=== Section Start ===

PR #1259, opened 2020-06-24
[nrc_crk_cans] fix Y final; add rare nwV syllabics

eddieantonio:
This changes the Y-final, as in #1258, and also adds rare nwV syllabics that were missing from the previous versions of this keyboard.


keyman-server:

PR #1260, opened 2020-06-25
[bod] Move from legacy to release and include source

LornaSIL:
Relates to #337 
* Move keyboard from legacy to release (not a deprecation)
Documentation improved:
* English documentation is a Google translation of the Chinese documentation. It's not perfect, but better than it was.
* Add help file.
* Extra folder just has documents that I used to help me improve the documentation.


DavidLRowe:
LCtrl+9 and LCtrl+0 show up as square boxes for me (U+0FD5 and U+0FD6), but I'm assuming that's just because I'm missing a font that has those characters. They show up in the OSK and in the display of the help file.

In the welcome.htm file, the heading for the Left Control diagram is labeled "Right ALT (unshifted)".

LornaSIL:
@mcdurdin 

I am closing this PR because we do not have permission to put the keyboard source on our site under MIT license. We wrote the author about moving it to MIT, but up till now we have not received a response. One of the email addresses was no longer valid.
The keyboard is still in `legacy` as an online and mobile keyboard.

=== Section End ===

• **YOUR INSTRUCTIONS**
Every entry must be given again exactly as it reads.

• **OUTPUT BELOW**
PR #1259, opened 2020-06-24
[nrc_crk_cans] fix Y final; add rare nwV syllabics

eddieantonio:
This changes the Y-final, as in #1258, and also adds rare nwV syllabics that were missing from the previous versions of this keyboard.


keyman-server:

PR #1260, opened 2020-06-25
[bod] Move from legacy to release and include source

LornaSIL:
Relates to #337 
* Move keyboard from legacy to release (not a deprecation)
Documentation improved:
* English documentation is a Google translation of the Chinese documentation. It's not perfect, but better than it was.
* Add help file.
* Extra folder just has documents that I used to help me improve the documentation.


DavidLRowe:
LCtrl+9 and LCtrl+0 show up as square boxes for me (U+0FD5 and U+0FD6), but I'm assuming that's just because I'm missing a font that has those characters. They show up in the OSK and in the display of the help file.

In the welcome.htm file, the heading for the Left Control diagram is labeled "Right ALT (unshifted)".

LornaSIL:
@mcdurdin 

I am closing this PR because we do not have permission to put the keyboard source on our site under MIT license. We wrote the author about moving it to MIT, but up till now we have not received a response. One of the email addresses was no longer valid.
The keyboard is still in `legacy` as an online and mobile keyboard.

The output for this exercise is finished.